Önce Protein mi DNA mı RNA mı Geldi?

Önemli kanıtlar, bugün Dünya üzerindeki tüm yaşamın ortak bir ortak atadan geliştiğini göstermektedir. Bu ortak atanın cansız maddelerden oluştuğu sürece abiyogenez denir. Bu sürecin nasıl gerçekleştiği henüz tam olarak anlaşılamamıştır ve halen araştırma konusudur. Yaşamın kökeniyle ilgilenen bilim adamları arasında proteinlerin mi, RNA'nın mı yoksa başka bir molekülün mü önce geldiği çok tartışılan bir konudur.

Önce Proteinler

Ünlü Urey-Miller deneyinde bilim adamları, erken Dünya'nın atmosferini simüle etmek amacıyla metan, su, amonyak ve hidrojeni karıştırdılar. Daha sonra, yıldırımı simüle etmek için bu karışımın içinden elektrik kıvılcımları ateşlediler. Bu süreç, amino asitleri ve diğer organik bileşikleri üreterek, erken Dünya'daki gibi koşulların proteinlerin yapı taşları olan amino asitleri yaratabileceğini gösterdi.

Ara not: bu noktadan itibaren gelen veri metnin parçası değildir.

PR #3369, opened 2024-08-06
fix(dtfs2-none): update integer in jsdocs when incorrect

AlexBramhill:
## Introduction :pencil2:
We incorrectly use `Integer` to refer to numbers which are not ints.

Update these to number

I know that `Integer` does not exist in JS -- To avoid this being a contentious PR, I've left `Integer` in where it makes sense (`months` etc), as JSDocs do not care this isn't a real type


JoshBinns2000 (approved):
LGTM - nice fix

abhi-markan (changes requested):
Nice update, ticket number as other PRs please.

AlexBramhill:
closed for https://github.com/UK-Export-Finance/dtfs2/pull/3374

Ancak solüsyondaki bir amino asit karışımından bozulmamış, işleyen bir protein elde etmek birçok problemi beraberinde getirir. Örneğin, zamanla sudaki proteinler daha uzun moleküler zincirler halinde bir araya gelmek yerine parçalanma eğilimindedir. Ayrıca, önce proteinlerin mi yoksa DNA'nın mı ortaya çıktığını sormak, tanıdık bir tavuk veya yumurta problemini ortaya çıkarır. Proteinler kimyasal reaksiyonları katalize edebilir ve DNA genetik bilgiyi depolayabilir. Ancak bu moleküllerin hiçbiri tek başına yaşam için yeterli değildir; DNA ve proteinler mevcut olmalıdır.

Önce RNA

Olası bir çözüm, RNA'nın proteinlerden veya DNA'dan önce geldiği RNA Dünyası yaklaşımıdır. Bu çözüm çekici çünkü RNA, proteinlerin ve DNA'nın bazı özelliklerini birleştiriyor. RNA, tıpkı proteinler gibi kimyasal reaksiyonları katalize edebilir ve DNA gibi genetik bilgiyi depolayabilir. Ve proteini sentezlemek için RNA'yı kullanan hücresel makine, kısmen RNA'dan yapılmıştır ve işini yapmak için RNA'ya güvenir. Bu, RNA'nın yaşamın erken tarihinde çok önemli bir rol oynamış olabileceğini düşündürmektedir.

RNA Sentezi

Bununla birlikte, RNA Dünyası hipotezi ile ilgili bir problem, RNA'nın kendisinin doğasıdır. RNA, bir polimer veya nükleotit zinciridir. Bu nükleotitlerin nasıl oluştuğu veya erken Dünya koşullarında polimerleri oluşturmak için nasıl bir araya gelecekleri tam olarak açık değil.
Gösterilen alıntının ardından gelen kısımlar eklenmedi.